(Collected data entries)
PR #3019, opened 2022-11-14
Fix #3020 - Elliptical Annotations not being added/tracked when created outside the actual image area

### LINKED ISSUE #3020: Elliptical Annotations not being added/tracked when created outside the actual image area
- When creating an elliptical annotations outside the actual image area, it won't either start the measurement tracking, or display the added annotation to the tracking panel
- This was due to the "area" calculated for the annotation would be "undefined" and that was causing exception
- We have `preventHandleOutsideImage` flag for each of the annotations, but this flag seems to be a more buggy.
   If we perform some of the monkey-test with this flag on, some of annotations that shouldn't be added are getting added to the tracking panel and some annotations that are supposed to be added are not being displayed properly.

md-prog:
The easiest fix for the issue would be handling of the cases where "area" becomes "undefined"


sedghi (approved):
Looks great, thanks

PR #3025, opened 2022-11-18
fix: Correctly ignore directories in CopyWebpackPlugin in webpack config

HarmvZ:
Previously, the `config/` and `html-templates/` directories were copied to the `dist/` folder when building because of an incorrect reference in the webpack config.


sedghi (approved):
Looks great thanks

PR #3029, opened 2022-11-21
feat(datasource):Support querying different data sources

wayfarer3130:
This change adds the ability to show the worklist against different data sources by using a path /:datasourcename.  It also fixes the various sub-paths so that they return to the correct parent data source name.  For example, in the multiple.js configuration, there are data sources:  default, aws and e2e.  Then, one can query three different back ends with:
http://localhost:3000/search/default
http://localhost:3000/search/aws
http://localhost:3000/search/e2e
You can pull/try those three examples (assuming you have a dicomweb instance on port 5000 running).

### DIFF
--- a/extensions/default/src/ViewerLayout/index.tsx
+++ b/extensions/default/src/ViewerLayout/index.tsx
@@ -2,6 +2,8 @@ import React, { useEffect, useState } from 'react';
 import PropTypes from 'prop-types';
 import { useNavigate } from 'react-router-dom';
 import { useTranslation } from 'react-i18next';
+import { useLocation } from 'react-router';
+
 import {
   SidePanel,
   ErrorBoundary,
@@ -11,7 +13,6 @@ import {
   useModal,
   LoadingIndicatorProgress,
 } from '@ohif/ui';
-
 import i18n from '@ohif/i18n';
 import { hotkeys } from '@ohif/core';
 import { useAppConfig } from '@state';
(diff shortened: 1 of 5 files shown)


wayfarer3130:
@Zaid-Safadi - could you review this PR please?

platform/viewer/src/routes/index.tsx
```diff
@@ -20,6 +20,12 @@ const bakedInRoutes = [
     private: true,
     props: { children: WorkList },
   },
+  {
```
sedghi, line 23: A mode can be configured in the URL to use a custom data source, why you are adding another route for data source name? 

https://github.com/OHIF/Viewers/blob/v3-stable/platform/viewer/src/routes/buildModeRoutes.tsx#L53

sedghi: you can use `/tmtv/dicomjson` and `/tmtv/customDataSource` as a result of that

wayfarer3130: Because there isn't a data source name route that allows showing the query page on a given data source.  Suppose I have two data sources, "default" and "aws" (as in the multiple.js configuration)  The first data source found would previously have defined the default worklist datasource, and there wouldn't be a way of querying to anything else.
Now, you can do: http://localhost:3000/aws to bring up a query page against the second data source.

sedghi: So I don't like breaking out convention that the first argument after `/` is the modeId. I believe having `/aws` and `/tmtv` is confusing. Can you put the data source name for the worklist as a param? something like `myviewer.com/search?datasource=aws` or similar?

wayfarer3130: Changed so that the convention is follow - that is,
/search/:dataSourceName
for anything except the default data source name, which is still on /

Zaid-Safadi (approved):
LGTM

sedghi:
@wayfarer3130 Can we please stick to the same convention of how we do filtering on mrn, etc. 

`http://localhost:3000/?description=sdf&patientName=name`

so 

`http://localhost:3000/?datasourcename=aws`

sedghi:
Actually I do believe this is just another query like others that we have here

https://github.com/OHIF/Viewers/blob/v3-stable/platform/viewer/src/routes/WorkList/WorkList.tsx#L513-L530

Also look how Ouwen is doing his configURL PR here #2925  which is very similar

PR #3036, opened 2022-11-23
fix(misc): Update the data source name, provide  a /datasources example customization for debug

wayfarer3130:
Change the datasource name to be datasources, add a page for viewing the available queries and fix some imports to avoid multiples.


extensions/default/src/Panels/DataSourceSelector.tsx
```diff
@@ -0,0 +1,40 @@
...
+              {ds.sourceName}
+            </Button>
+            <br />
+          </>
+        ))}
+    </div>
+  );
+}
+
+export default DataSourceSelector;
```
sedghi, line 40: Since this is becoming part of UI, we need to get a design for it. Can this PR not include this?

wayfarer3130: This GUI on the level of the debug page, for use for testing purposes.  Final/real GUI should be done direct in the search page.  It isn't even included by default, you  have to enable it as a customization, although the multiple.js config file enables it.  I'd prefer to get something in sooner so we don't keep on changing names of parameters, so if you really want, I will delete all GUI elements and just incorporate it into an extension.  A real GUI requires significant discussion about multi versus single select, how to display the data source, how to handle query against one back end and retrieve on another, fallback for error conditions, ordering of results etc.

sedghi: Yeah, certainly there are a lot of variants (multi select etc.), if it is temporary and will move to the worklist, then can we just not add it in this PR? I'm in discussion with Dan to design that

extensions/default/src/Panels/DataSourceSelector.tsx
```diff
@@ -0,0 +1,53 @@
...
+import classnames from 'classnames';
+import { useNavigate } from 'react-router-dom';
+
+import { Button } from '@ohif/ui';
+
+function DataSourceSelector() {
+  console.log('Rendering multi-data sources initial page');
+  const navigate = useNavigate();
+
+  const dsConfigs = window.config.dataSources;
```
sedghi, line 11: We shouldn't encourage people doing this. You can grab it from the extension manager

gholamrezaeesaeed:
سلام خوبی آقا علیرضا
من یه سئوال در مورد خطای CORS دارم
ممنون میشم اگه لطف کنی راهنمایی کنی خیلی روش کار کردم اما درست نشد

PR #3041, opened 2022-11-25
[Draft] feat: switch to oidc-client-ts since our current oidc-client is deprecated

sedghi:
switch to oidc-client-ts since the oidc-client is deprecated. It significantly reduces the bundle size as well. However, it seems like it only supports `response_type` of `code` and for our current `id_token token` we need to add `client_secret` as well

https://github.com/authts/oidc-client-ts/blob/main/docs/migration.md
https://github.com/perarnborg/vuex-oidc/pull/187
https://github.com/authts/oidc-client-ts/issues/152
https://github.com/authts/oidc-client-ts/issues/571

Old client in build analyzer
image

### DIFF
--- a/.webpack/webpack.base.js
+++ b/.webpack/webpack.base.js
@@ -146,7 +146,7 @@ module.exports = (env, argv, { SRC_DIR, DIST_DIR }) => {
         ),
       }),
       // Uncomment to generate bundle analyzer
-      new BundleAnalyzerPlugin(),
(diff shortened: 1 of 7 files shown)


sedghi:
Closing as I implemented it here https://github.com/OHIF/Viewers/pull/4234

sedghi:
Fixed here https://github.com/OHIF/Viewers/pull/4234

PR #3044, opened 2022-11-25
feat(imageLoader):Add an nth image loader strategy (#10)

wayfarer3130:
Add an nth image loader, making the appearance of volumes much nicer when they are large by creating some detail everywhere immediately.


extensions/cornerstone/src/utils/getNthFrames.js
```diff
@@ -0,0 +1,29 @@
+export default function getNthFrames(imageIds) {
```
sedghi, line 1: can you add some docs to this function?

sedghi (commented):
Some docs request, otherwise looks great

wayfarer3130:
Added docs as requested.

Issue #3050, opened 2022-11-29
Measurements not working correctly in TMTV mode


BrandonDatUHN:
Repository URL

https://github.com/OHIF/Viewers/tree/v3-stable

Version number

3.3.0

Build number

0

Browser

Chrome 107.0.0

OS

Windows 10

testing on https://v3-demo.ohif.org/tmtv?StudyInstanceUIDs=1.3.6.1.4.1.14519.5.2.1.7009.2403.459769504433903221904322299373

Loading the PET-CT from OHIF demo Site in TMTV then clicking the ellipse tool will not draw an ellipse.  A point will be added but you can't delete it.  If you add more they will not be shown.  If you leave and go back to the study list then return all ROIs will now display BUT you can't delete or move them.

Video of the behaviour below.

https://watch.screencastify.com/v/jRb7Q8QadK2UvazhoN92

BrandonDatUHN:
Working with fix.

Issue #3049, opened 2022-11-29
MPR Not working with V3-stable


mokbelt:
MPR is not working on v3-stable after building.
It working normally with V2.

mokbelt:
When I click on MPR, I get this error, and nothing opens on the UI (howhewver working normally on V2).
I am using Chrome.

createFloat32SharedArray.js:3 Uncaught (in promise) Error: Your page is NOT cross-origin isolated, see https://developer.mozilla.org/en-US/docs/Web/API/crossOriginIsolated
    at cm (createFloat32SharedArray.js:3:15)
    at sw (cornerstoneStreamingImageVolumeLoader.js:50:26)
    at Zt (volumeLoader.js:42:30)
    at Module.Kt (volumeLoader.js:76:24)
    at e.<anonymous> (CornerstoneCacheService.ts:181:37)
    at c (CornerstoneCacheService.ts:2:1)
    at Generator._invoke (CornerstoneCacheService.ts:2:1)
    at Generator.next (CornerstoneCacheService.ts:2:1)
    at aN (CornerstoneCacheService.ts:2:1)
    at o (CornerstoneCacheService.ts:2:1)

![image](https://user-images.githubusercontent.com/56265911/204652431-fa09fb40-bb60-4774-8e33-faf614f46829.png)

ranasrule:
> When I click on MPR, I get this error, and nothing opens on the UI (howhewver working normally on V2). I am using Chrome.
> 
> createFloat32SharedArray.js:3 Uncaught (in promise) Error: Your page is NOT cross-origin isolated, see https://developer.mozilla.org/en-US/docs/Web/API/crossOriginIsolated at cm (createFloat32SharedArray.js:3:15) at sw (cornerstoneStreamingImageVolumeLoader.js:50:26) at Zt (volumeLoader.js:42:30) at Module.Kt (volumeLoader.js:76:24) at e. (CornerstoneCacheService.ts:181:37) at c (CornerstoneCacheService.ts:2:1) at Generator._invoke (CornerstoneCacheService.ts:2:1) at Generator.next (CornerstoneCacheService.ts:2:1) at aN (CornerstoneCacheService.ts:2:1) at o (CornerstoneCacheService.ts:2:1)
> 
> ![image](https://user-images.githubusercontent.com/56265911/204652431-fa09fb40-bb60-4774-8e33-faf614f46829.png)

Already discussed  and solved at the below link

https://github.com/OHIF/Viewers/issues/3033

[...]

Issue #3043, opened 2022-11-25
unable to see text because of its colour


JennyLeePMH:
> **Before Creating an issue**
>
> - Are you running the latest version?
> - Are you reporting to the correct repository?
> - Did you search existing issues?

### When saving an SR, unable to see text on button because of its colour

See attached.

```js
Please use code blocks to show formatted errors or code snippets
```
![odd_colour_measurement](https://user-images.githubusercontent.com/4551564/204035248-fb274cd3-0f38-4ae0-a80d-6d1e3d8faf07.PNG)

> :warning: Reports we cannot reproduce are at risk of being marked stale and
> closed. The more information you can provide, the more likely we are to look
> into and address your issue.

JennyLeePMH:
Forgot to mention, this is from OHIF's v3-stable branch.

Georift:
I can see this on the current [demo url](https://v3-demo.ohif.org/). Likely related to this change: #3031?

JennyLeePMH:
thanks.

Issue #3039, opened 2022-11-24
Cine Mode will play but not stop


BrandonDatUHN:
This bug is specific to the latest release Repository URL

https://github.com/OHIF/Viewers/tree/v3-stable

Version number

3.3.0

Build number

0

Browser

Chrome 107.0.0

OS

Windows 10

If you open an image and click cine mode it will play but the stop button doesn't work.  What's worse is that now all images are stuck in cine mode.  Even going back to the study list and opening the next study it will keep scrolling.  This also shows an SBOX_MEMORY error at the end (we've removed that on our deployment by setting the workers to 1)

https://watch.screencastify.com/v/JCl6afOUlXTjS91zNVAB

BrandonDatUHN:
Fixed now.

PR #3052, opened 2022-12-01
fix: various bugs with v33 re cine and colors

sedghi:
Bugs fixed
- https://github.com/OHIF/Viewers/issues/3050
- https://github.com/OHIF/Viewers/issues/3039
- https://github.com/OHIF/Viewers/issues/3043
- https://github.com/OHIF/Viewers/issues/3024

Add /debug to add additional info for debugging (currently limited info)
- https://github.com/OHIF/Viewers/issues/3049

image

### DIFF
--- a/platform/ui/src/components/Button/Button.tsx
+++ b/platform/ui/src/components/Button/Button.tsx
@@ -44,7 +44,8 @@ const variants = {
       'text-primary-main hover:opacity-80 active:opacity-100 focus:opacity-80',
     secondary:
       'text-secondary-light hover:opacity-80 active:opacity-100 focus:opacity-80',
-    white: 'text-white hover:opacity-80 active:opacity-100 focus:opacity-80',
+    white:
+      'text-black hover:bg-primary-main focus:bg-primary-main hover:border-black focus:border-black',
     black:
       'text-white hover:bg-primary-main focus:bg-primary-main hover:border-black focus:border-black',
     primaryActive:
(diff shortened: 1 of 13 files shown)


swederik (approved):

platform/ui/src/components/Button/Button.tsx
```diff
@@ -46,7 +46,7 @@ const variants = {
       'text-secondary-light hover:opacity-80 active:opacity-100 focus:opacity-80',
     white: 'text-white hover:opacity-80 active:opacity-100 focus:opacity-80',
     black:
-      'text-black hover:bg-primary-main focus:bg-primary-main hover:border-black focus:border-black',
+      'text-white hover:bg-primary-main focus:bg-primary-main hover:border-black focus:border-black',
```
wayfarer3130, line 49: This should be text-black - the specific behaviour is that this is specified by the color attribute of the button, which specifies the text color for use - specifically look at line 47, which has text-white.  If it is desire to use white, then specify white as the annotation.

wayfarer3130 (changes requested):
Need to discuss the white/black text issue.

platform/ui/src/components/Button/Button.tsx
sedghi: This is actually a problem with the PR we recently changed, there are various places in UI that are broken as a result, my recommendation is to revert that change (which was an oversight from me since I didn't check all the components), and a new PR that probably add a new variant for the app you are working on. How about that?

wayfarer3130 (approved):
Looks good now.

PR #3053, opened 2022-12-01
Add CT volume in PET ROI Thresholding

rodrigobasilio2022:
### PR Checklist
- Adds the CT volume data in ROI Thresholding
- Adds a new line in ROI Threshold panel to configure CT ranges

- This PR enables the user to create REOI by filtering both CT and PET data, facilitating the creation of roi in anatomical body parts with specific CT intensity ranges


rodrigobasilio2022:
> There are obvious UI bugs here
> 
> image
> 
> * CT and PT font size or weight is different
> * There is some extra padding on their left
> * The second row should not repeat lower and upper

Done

Task objective:
Repeat the lines from the first one in the records through the line containing "a more buggy.", exactly as written, and nothing else.

Response below:
PR #3019, opened 2022-11-14
Fix #3020 - Elliptical Annotations not being added/tracked when created outside the actual image area

### LINKED ISSUE #3020: Elliptical Annotations not being added/tracked when created outside the actual image area
- When creating an elliptical annotations outside the actual image area, it won't either start the measurement tracking, or display the added annotation to the tracking panel
- This was due to the "area" calculated for the annotation would be "undefined" and that was causing exception
- We have `preventHandleOutsideImage` flag for each of the annotations, but this flag seems to be a more buggy.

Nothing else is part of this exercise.